At para 77 of her judgment, Magistrate Shaw states " The investigation (into the nurse) was intensive and a genuine effort to determine whether there was evidence to support the allegations made. Mr Faudemer (the ivestigating officer)found NO such evidence"

Why then would there be a review of the case some 10 or so years later as part of normal procedure?

It just does not make any sense at all, but DCO Taylor stated in evidence and under oath that the allegations were due to be reviewed whether or not Syvret had publicised matters in his blog.

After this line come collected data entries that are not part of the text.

PR #150, opened 2020-05-13
add delay to end of player death animation

ronnie-dumesh:
Adds a number of frames to the end of the player death animation before the player is considered "dead" by the game and the "game over" screen pops up

### DIFF
--- a/core/src/com/fallenflame/game/PlayerModel.java
+++ b/core/src/com/fallenflame/game/PlayerModel.java
@@ -73,6 +73,9 @@ public class PlayerModel extends CharacterModel {
     private FilmStrip deathFilmstripRight;
     private FilmStrip deathFilmstripLeft;
 
+    /** Frames until player finishes dying and is considered dead */
+    private int deathDelay;
+
     /**
      * Initializes the character via the given JSON value
      *
@@ -106,6 +109,8 @@ public class PlayerModel extends CharacterModel {
         life = LifeState.ALIVE;
 
         throwing = false;
+
+        deathDelay = globalJson.get("deathdelay").asInt();
     }
 
     @Override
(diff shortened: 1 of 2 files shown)


core/src/com/fallenflame/game/PlayerModel.java
```diff
@@ -231,9 +236,10 @@ protected void setFireBuddyOrigin(float x, float y){
     /**
      * Get the position of the firebuddy on the screen in meters
      */
-    public Vector2 getFireBuddyPosition() { return new
-            Vector2(getPosition().x + (getFireBuddyOriginX() + fireBuddyFilmstrip.getRegionWidth()) / drawScale.x / 2.0f,
-            getPosition().y - (getFireBuddyOriginY() / drawScale.y) + fireBuddyFilmstrip.getRegionHeight() / drawScale.y / 2.0f);}
+    public Vector2 getFireBuddyPosition() { return new Vector2(
```
lsizemore8, line 239: Why is this changed here?

core/src/com/fallenflame/game/PlayerModel.java
```diff
@@ -435,10 +439,14 @@ public void update(float dt) {
...
                 walkCool--;
-            } else if (frame == filmstrip.getSize() - 1){
+            } else if (deathDelay <= 0){
                 life = LifeState.DEAD;
+            } else if (frame == filmstrip.getSize() - 1) {
+                deathDelay--;
             }
+
         } else if (isAlive()) {
+            animateFireBuddy(angle100);
```
lsizemore8, line 449: Also why is this changed?

BryanGraeser:
Other than Laura's comments, it looks good

core/src/com/fallenflame/game/PlayerModel.java
ronnie-dumesh: I tried to factor things out into variables but then realized it would look even worse than it does now. There's no differenec in the code except I just changed the line of the initializer

core/src/com/fallenflame/game/PlayerModel.java
ronnie-dumesh: Fire Buddy would "animate" while player was dying. It would essentially just keep shaking side-to-side. Here, it does not move at all while player is dying

lsizemore8 (approved):
Changes make sense. Looks good.

PR #151, opened 2020-05-13
change ghost spawn area to be closest boundary

ronnie-dumesh:
The ghost now spawns the at boundary wall the player is closest to. I also reduced the ghost's speed to give the player a chance to escape the ghost while forcing them to keep moving.


core/assets/jsons/global.json
```diff
@@ -126,7 +126,7 @@
       "density": 1.0,
       "friction": 0.0,
       "restitution": 0.0,
-      "walkspeed": 	  4.0,
+      "walkspeed": 	  2.4,
```
lsizemore8: The ghost is too slow now. If I managed to get ahead of the ghost, I can literally walk at any speed I want (even sneak a little) and not feel threatened. In short, it almost nerfs the ghost on maze levels. I don't think it should be as fast as before though. I think maybe a speed of 3.0 may suffice.

lsizemore8:
So issue: This fix now creates a new problem: getting the ghost as you are about to win. It makes the game really frustrating, as the ghost now appears in the exact location you want to go, so now you have to essentially restart just as you were going to win as opposed to before, where the earlier you were in the level the more the ghost hurt you, therefore reducing frustration. This is especially apparent in a level like level 8, where the optimal strategy (sneak through it) is literally impossible now. In essence, any sort of level where the optimal strategy at the end is to sneak through it is just very frustrating and not fun. I think what would be better is the ghost to come from the opposite boundary (or opposite point that you can see) and the ghost moves faster.

lsizemore8 (changes requested):
See comments. This fixes one issue, but creates a new one instead

BryanGraeser:
Discussed in meeting: New desired functionality is ghost will appear opposite the exit on the line between the player and the exit. Distance from player will be a constant ratio of player distance to exit

core/src/com/fallenflame/game/LevelController.java
```diff
@@ -802,6 +815,31 @@ public void addGhost() {
...
+
+        float ghostX = player.getX() + (dx * ghostSpawnScale.x);
+        ghostX = angle > pi / 2 && angle < 3 * pi / 2 ? ghostX - ghostSpawnOffset.x : ghostX + ghostSpawnOffset.x;
+
+        float ghostY = player.getY() + (dy * ghostSpawnScale.y);
+        ghostY = angle < pi ? ghostY + ghostSpawnOffset.y : ghostY - ghostSpawnOffset.y;
+
+        return new float[]{ghostX, ghostY};
+    }
+
```
BryanGraeser: This method header is no longer accurate, please update to reflect the function

BryanGraeser (changes requested):
I resolved merge conflicts so I could review the PR. I still think the ghost is too slow and may spawn too far away. For example on level 6, if I spawn the ghost right at the start, it takes a very long time to show up. This might be confusing for the player, because they see the bar run out, yet nothing happens for a while, so they may think something else finally triggers the ghost. 

I think in general just adjust the ghost constants making it spawn closer and move faster. Using up all the sprint/sneak is meant to trigger a frantic, endgame dash to the exit, but it doesn't do that right now.

ronnie-dumesh:
I made the changes requested. If you don't like how far the ghost is you can change the values of scale. I think it's good as is and essentially just comes to fiddiling/UI.

BryanGraeser (approved):
I still think the ghost should go a little faster, but that's just my opinion. Otherwise gtg.

lsizemore8:
I think it's too slow. In most cases, I can now just sneak to the exit. So even if the ghost appears, I still have plenty of time to make it, while sneaking the entire way on some levels (provided I'm not right at the beginning).

lsizemore8 (approved):

lsizemore8:
Approved but make the ghost faster

PR #1675, opened 2026-08-27
perf(dynamic-filter): carrier-native membership probes + mask-aware filtered decode (rebase of #1557)

felipeblazing:
Rebase of #1557 onto `dev`. Supersedes it — that branch sits on the closed
fused-scan-filter (#1391) + late-mat (#1409) stack, which was reimplemented and
merged as #1474 and #1524. This is a fresh branch off `dev` carrying only the
two probe-side mechanisms, ported onto those merged shapes. **#1557 should be
closed if this lands.**

## What was wrong

Compressed materialization stores a bounded `BIGINT`/`INTEGER` key in the
narrowest fitting signed carrier (`INT8`/`INT16`/`INT32`), and
`apply_stored_dtype` passes a narrow carrier through unchanged — it only re-tags
at equal width:

```cpp
if (!cudf::is_fixed_width(col->type()) || !cudf::is_fixed_width(stored) ||
    cudf::size_of(col->type()) != cudf::size_of(stored)) {
  return col;   // narrow carrier passes straight through
}
```

So a decode-time membership probe legitimately receives an `INT32` column
against an `INT64`-built set, and `compute_mask` answered `nullptr` on the type
mismatch. Since join keys are bounded integer IDs — the best narrowing
candidates in the schema — **the decode-time membership pushdown shipped in
#1474 is inert on exactly the columns it targets.** Depending on scan shape it
either fails the whole filtered decode or silently contributes no filtering at
all.

## The two changes

**1. Carrier-native probes.** All three membership filters (IN-list, small
IN-list, Bloom) now accept any signed-integer probe carrier and widen/narrow per
element in-kernel (new shared header `src/include/cuda/dynamic_filter_probe.cuh`),
so no materialized cast of the probe column is needed. A value the key domain
cannot represent is a definite non-member.

The coverage is *exactly* complete, not merely wider: `supports()` admits only
`INT32`/`INT64` build keys, those narrow only to `INT8`/`INT16`/`INT32`, and the
dispatch handles `INT8`..`INT64`. The width-based decline becomes unreachable.
Sentinel semantics are preserved — narrowing probes keep the set-sentinel
conservative keep, widening probes become exact.

**2. Mask-aware probing.** `sirius_mask_applicable` gains a prior-keep-mask
`compute_mask` overload (packed 1 bit/row); dead rows skip the set/Bloom lookup.
The wave-1 orchestrator runs membership probes sequentially on `s0` after
combining the other mask sources, handing the combined words to each probe as
its prior and folding each result back in. Membership-only chunks keep the
concurrent, prior-free path. The prior is a pruning hint only: ignoring it is
sound because the caller ANDs with that same mask.

## On the original's measured numbers

#1557 claimed SF1000 Power **+7.2%**, q19 **−52%**. Those **do not transfer
wholesale**, because #1524 changed what a declining probe costs — it split
`nullptr` from a contract violation and stands a decline down to the AND
identity. Its own comment names the narrow carrier as the case it absorbs.

| scan shape | today, on `dev` | vs. what the numbers measured |
|---|---|---|
| membership-only (join filter is the only pushdown) | `declined_members == k_total` → throw → full-width fallback | identical |
| mixed (static range/dict equality alongside) | stands down to all-ones; decode compacts on static sources, join filter contributes nothing | smaller loss, and silent |

Which shape dominates decides how much transfers. **Not measured on this stack.**

## Known caveats

- **Item 2 trades concurrency for pruning.** A probe that previously ran
  round-robin on its own pool stream now serializes on `s0` behind the combine,
  and only the set/Bloom lookup is pruned — the full-width key decode is still
  paid. At high static keep-rate that may not pay for the lost overlap.
  Unmeasured. **Item 2 is a reasonable candidate to split out** if you'd rather
  land the defect fix alone.
- **The multi-probe cascade is unreachable in a default build.**
  `SIRIUS_EXP_FUSED_SCAN_MAX_MEMBER` defaults to `1`, so the fold-back never
  executes; the new test arms it to 2. Worth deciding whether that default
  should move.
- All of this sits behind `SIRIUS_EXP_FUSED_SCAN_FILTER`, which is off unless
  set. This makes the experimental path work when enabled; it does not change a
  default build.

## Deliberately not carried over

`dev`'s reimplementation dropped two prior sources the original also primed
from — pair (col-vs-col) filters, and the T9 visibility keep-mask (still open as
#1556). Priors here are ranges and dictionary-answered equalities only. A
declining probe in the sequential cascade leaves the mask untouched, matching
`dev`'s all-ones stand-down rather than the original's throw.

## Related, not fixed here

The build side has the mirror defect with a worse failure mode:
`dynamic_filter_publisher.cpp` compares the runtime build column against the
plan's recorded logical type and **skips the key entirely** on a mismatch
(`keys_skipped_type_mismatch`), so a narrowed build key publishes no filter at
all. Probe-side tolerance cannot help there. Already instrumented via
`dynamic_filter_stats` — worth checking whether that counter fires before
deciding to fix it.

## Tests

- `test/cpp/operator/test_dynamic_filter_probe.cpp` (`[dynamic_filter][probe]`,
  8 cases): heterogeneous carriers, decimal/date/float refusal, sentinel
  conservation, prior-mask all-dead/all-live/patterned, null propagation.
- `test/cpp/scan/test_fused_membership_mask.cpp` (`[fused_scan_filter]`,
  4 cases): prior handed alongside a static range, prior-free membership-only,
  a two-probe cascade proving the fold-back, all-dead prior, INT32 carrier vs
  INT64 set.

Results on this branch: `[probe]` 8/8, `[fused_scan_filter]` 4/4,
`[dynamic_filter]` 239/239. Full suite run twice: **2959/2959 clean** on the
second; the first reported 1 failure whose identity was lost to a truncated
capture and which did not reproduce.

### DIFF
--- a/CMakeLists.txt
+++ b/CMakeLists.txt
@@ -806,6 +806,7 @@ set(TEST_SOURCES
     test/cpp/operator/test_physical_top_n.cpp
     test/cpp/operator/test_physical_ungrouped_aggregate.cpp
     test/cpp/operator/test_sirius_dynamic_filter.cpp
+    test/cpp/operator/test_dynamic_filter_probe.cpp
     test/cpp/operator/test_dynamic_filter_publication_claim.cpp
     test/cpp/operator/test_dynamic_filter_publisher.cpp
     test/cpp/operator/test_dynamic_filter_source_policy.cpp
@@ -856,6 +857,7 @@ set(TEST_SOURCES
     test/cpp/scan/test_duckdb_native_host_backed_decode.cpp
     test/cpp/scan/test_duckdb_native_walker.cpp
     test/cpp/scan/test_dynamic_filter_merge.cpp
+    test/cpp/scan/test_fused_membership_mask.cpp
     test/cpp/scan/test_gpu_decode_alp.cpp
     test/cpp/scan/test_gpu_decode_bitpacking.cpp
     test/cpp/scan/test_gpu_decode_rle.cpp
--- a/docs/super-sirius/dynamic-filters.md
+++ b/docs/super-sirius/dynamic-filters.md
@@ -96,6 +96,12 @@ If no probe-GPU L2 size is available, the hash IN-list is not selected; the publ
 - The domain-coverage gate skips the key before either filter is built when a proven-unique native build key covers at least `dynamic_filter_domain_coverage_threshold` of its known base-table domain.
 - The consumer keep-ratio gate disables ineffective post-decode filtering when a measured batch retains more than `dynamic_filter_keep_threshold` of its rows.
 
+### Probe-side evaluation
+
+`compute_mask` accepts any signed-integer probe carrier (`INT8`..`INT64`) regardless of the build-key width, widening or narrowing each value in-kernel; a probe value the key domain cannot represent is a definite non-member. This matters where the probe column is decoded rather than stored natively: a `BIGINT` join key can decode to a narrow `INT32` carrier, and the consumer probes that carrier directly instead of materializing a full-width cast first. Non-integer probe carriers (decimals, dates, floats) still decline with `nullptr` — a semantic mismatch, not a width mismatch.
+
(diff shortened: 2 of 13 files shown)


felipeblazing:
Closing — superseded. The intent is to update #1557 in place rather than open a parallel PR.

How could Magistrate Shaw be so naive as to believe DCO Taylor's evidence. No evidence of crime - no review - nothing else makes sense. No wonder Syvret has little time for Shaw, the judiciary and the police. Given the existing brain power in their various organisations he could have no faith in their collective abilities to undertake a proper investigation and therefore had no option but to go public with his suspicions.

Of course, you couldn't expect Magistrate Shaw to agree that the "establishment" she belongs to, are/were in any way incompetent or indeed corrupt.

It certainly looks to the outside observer that the evidence appears to be cooked up and part of a larger "establishment" conspiracy to discredit and quieten Syvret.

Anonymous said...

Tony the Prof

You should return to this Blog Posting. I found it a shame you didn't let it run a little longer.

Here today gone tomorrow with such an important issue.

TonyTheProf said...

It's not gone - it is still here!

The list of december postings at the right hand side makes it very easy to find.

But I like to and write something every day or every other day for my blog, so it is a rolling commentary / musings.